Task
Please list all lines of the material below in which the string "colourVerbose" occurs.
Listed records: Begin
PR #1873, opened 2023-02-27
Refactor Console logging and introduce fmtlib

ZehMatt:
As the title suggests, its about time we ditch the old way of formatting strings. I also started to refactor the Console library a little, I think we should rename this to Logging/Diagnostics at some point. Another benefit of libfmt is its dynamic_args_store which works a little like the CS way, one can push arguments to that object and format the string later with it, might be useful to have localisation actually type safe. I haven't refactored all uses of the old logging, its quite a few and i just renamed them to deprecated, can gradually replace them. The output is also now colorized on the console for each logging level. I think this can be merged as is besides potential review comments, all of this should be a bit prettier.

### DIFF
--- a/src/Console/src/Console.cpp
+++ b/src/Console/src/Console.cpp
@@ -15,10 +15,11 @@ namespace OpenLoco::Console
 {
     namespace Detail
     {
-        static const auto colourInfo = fmt::fg(fmt::color::white_smoke);
+        static const auto colourInfo = fmt::fg(fmt::color::light_gray);
         static const auto colourWarning = fmt::fg(fmt::color::yellow);
         static const auto colourError = fmt::fg(fmt::color::red);
-        static const auto colourVerbose = fmt::fg(fmt::color::light_gray);
+        static const auto colourVerbose = fmt::fg(fmt::color::gray);
+
 
         void Detail::print(Level level, std::string_view message)
         {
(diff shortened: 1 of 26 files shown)


src/Console/src/Console.cpp
```diff
@@ -1,9 +1,60 @@
...
+#define WIN32_LEAN_AND_MEAN
+#endif
+#include <windows.h>
+#endif
+
 namespace OpenLoco::Console
 {
+    namespace Detail
+    {
+        static const auto colourInfo = fmt::fg(fmt::color::light_gray);
```
duncanspumpkin, line 18: kColourInfo?

src/OpenLoco/src/OpenLoco.cpp
```diff
@@ -1175,16 +1178,12 @@ namespace OpenLoco
...
-            // TODO extra clean up code
-            return 0;
         }
         catch (const std::exception& e)
         {
-            std::cerr << e.what() << std::endl;
+            Console::error("Exception: {}", e.what());
             Ui::showMessageBox("Exception", e.what());
             exitCleanly();
-            return 2;
```
duncanspumpkin, line 1187: why has the return code been removed?

duncanspumpkin (approved):
Looks good.

AaronVanGeffen (approved):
Listed records: End
Exercise result
-        static const auto colourVerbose = fmt::fg(fmt::color::light_gray);
+        static const auto colourVerbose = fmt::fg(fmt::color::gray);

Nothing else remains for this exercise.